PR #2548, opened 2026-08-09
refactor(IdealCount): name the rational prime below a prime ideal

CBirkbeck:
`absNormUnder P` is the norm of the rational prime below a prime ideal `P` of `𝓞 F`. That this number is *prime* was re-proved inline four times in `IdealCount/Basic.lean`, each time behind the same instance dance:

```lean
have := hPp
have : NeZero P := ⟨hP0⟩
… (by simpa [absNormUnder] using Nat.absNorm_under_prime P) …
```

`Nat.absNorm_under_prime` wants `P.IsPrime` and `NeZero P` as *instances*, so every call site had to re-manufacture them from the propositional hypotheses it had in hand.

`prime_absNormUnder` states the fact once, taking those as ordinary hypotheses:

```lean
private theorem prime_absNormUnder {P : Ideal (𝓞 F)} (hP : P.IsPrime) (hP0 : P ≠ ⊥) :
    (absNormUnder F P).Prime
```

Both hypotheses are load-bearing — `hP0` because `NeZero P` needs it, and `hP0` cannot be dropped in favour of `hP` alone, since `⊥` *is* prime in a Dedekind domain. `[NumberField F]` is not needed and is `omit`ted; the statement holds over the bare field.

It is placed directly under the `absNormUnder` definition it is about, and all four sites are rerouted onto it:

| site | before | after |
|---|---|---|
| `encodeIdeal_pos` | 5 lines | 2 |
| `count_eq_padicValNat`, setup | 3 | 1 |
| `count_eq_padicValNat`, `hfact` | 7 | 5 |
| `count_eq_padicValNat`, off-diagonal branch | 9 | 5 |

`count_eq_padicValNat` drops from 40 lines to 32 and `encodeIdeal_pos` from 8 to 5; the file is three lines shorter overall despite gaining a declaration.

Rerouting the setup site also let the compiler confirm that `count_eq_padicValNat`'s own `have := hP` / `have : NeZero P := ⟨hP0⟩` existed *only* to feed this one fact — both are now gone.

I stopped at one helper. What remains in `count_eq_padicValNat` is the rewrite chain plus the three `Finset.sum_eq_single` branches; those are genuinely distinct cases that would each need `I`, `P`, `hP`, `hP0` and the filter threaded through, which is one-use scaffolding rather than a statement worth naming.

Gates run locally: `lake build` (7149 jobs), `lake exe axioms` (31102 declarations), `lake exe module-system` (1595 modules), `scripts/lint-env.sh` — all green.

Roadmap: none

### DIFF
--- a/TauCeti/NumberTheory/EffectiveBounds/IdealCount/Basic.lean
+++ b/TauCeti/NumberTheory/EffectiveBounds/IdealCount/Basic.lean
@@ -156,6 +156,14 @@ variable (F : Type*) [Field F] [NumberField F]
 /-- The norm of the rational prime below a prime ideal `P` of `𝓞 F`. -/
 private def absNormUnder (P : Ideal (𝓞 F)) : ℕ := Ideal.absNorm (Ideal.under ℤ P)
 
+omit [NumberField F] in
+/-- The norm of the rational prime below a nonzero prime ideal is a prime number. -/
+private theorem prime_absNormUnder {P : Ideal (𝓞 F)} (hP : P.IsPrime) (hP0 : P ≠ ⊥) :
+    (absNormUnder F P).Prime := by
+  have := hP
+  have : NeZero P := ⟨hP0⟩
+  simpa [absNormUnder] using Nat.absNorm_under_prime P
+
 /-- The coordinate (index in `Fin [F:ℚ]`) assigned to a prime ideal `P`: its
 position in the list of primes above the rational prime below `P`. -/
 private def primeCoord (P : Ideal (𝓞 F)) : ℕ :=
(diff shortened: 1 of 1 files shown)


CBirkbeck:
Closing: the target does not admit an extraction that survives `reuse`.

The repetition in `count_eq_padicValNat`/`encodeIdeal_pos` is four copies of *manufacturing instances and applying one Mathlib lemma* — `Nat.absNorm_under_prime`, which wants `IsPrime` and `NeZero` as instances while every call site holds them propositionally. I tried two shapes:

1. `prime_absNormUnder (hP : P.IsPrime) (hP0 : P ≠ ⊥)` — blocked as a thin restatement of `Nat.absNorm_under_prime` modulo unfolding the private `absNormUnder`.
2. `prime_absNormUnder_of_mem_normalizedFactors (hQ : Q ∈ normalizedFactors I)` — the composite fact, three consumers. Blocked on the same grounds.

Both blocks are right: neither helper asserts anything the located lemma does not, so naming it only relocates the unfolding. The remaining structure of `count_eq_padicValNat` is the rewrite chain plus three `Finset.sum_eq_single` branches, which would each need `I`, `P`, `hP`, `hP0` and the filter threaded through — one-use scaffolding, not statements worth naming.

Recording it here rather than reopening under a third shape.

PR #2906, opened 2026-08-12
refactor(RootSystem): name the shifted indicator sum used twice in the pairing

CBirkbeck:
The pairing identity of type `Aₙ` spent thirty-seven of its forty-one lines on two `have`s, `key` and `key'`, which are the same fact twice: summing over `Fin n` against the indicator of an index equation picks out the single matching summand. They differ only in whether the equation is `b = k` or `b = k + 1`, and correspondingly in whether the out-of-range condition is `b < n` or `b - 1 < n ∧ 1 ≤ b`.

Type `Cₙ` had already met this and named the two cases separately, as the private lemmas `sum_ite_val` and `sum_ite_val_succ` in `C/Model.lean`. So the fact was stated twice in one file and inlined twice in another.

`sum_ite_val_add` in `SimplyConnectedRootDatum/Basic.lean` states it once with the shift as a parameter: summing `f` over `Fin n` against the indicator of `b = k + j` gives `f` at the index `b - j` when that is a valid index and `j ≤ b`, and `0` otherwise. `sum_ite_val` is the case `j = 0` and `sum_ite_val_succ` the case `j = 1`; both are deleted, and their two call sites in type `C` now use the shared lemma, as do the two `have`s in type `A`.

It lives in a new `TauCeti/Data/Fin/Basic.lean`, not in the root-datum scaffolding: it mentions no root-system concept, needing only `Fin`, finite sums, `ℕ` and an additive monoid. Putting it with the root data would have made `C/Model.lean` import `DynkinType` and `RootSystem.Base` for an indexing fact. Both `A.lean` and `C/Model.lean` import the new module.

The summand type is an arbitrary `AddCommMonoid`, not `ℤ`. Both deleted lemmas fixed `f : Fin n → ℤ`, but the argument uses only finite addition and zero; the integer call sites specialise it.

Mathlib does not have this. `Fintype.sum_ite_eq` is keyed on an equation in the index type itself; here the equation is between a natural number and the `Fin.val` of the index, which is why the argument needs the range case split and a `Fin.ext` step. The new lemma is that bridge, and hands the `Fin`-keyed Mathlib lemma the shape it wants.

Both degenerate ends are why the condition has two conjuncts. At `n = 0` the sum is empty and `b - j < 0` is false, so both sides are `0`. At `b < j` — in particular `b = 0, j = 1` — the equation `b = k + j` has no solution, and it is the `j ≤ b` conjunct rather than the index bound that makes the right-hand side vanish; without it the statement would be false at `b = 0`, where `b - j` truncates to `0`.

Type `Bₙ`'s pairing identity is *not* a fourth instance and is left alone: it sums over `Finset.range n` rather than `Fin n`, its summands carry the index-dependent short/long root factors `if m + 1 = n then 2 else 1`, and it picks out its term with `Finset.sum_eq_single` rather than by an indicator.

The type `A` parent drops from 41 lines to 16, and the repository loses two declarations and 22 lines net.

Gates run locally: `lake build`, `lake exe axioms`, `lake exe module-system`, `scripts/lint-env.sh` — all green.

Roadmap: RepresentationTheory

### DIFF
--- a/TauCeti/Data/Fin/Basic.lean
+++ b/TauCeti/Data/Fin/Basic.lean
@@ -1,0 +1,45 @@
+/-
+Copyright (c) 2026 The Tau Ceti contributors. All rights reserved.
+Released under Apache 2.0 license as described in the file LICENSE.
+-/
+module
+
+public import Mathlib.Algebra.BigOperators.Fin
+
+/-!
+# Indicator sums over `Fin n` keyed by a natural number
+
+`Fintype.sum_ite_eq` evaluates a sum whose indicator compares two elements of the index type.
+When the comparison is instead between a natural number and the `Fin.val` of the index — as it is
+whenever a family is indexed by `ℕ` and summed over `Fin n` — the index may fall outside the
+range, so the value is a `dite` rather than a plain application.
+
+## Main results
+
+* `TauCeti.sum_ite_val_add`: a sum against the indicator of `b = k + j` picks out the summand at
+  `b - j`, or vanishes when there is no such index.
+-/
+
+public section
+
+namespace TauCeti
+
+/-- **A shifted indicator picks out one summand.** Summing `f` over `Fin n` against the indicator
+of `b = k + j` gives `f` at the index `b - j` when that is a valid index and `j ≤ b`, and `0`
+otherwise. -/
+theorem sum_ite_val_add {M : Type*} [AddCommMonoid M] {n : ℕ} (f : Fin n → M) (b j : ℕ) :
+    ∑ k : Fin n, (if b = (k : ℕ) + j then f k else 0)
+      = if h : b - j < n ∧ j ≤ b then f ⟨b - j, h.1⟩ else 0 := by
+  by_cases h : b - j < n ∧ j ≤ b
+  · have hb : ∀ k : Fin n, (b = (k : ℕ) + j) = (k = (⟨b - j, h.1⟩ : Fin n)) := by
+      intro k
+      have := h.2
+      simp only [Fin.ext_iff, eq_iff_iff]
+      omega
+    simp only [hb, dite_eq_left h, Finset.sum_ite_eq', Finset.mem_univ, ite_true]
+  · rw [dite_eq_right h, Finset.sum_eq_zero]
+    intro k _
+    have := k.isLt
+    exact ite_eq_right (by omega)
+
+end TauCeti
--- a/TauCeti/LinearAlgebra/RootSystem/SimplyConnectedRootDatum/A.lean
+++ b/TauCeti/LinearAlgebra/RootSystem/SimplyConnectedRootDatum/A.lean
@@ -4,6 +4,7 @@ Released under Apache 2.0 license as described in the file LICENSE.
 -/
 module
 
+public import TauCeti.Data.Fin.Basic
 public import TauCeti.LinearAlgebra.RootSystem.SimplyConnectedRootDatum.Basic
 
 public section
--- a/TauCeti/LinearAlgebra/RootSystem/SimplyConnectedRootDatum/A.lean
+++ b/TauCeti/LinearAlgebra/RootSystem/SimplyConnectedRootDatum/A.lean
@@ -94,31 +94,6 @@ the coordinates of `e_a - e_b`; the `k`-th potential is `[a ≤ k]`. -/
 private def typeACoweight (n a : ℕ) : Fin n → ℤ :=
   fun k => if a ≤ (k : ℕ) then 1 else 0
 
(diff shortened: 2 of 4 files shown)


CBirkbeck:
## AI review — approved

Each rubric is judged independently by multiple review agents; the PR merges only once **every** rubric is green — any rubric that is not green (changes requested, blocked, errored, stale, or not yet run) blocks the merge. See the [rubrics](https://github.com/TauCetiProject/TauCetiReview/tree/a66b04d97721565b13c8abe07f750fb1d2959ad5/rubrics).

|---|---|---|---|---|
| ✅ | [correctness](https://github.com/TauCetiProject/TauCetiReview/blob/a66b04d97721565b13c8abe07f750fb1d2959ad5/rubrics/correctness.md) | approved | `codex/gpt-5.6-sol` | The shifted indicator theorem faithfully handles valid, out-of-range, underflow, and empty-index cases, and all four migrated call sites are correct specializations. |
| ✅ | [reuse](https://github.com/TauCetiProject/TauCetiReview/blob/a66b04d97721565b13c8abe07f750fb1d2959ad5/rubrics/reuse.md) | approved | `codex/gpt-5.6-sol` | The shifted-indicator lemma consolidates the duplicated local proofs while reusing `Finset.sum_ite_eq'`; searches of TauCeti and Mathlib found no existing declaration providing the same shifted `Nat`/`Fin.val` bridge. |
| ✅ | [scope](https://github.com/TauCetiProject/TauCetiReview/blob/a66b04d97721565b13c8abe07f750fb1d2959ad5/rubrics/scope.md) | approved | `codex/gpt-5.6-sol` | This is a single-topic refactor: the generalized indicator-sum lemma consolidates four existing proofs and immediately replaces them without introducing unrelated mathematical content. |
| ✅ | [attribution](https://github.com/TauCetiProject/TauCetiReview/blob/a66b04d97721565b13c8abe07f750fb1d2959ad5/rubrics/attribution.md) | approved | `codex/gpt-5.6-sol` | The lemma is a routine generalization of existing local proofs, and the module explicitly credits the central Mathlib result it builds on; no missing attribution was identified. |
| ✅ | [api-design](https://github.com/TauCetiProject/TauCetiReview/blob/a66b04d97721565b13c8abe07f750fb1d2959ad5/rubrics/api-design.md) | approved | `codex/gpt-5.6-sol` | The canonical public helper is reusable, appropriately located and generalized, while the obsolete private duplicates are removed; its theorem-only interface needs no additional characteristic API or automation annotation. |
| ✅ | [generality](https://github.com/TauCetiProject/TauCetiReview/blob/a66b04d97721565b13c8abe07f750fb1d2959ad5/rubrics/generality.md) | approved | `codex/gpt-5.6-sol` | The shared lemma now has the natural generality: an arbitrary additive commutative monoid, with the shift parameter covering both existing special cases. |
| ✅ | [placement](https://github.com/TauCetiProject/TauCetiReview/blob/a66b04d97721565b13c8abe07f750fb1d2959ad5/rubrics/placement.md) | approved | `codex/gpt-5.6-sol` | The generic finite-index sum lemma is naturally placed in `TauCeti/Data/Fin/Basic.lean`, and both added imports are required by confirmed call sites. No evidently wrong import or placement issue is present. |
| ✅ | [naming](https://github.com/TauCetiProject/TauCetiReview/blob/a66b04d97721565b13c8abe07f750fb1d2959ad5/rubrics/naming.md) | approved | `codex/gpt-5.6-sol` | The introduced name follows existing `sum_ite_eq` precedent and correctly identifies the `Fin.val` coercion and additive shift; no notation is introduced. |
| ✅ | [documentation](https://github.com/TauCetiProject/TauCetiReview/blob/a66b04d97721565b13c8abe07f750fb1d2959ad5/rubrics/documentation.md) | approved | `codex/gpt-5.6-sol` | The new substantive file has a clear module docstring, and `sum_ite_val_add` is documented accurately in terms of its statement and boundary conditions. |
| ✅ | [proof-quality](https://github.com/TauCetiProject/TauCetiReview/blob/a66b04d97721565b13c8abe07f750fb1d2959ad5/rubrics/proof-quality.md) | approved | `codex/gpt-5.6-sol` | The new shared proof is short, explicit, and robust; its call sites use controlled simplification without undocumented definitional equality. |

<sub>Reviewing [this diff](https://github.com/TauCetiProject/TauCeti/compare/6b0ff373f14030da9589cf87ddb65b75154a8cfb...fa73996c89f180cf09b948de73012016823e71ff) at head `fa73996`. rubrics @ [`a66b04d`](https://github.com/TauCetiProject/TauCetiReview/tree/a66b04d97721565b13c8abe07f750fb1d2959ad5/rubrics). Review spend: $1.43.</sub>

════════

- Problem details
Please reproduce, exactly as they appear above, the lines from the line containing "branch | 9 | 5 |" up to and including the line containing "F] [NumberField F]".

- Response to this exercise
| `count_eq_padicValNat`, off-diagonal branch | 9 | 5 |

`count_eq_padicValNat` drops from 40 lines to 32 and `encodeIdeal_pos` from 8 to 5; the file is three lines shorter overall despite gaining a declaration.

Rerouting the setup site also let the compiler confirm that `count_eq_padicValNat`'s own `have := hP` / `have : NeZero P := ⟨hP0⟩` existed *only* to feed this one fact — both are now gone.

I stopped at one helper. What remains in `count_eq_padicValNat` is the rewrite chain plus the three `Finset.sum_eq_single` branches; those are genuinely distinct cases that would each need `I`, `P`, `hP`, `hP0` and the filter threaded through, which is one-use scaffolding rather than a statement worth naming.

Gates run locally: `lake build` (7149 jobs), `lake exe axioms` (31102 declarations), `lake exe module-system` (1595 modules), `scripts/lint-env.sh` — all green.

Roadmap: none

### DIFF
--- a/TauCeti/NumberTheory/EffectiveBounds/IdealCount/Basic.lean
+++ b/TauCeti/NumberTheory/EffectiveBounds/IdealCount/Basic.lean
@@ -156,6 +156,14 @@ variable (F : Type*) [Field F] [NumberField F]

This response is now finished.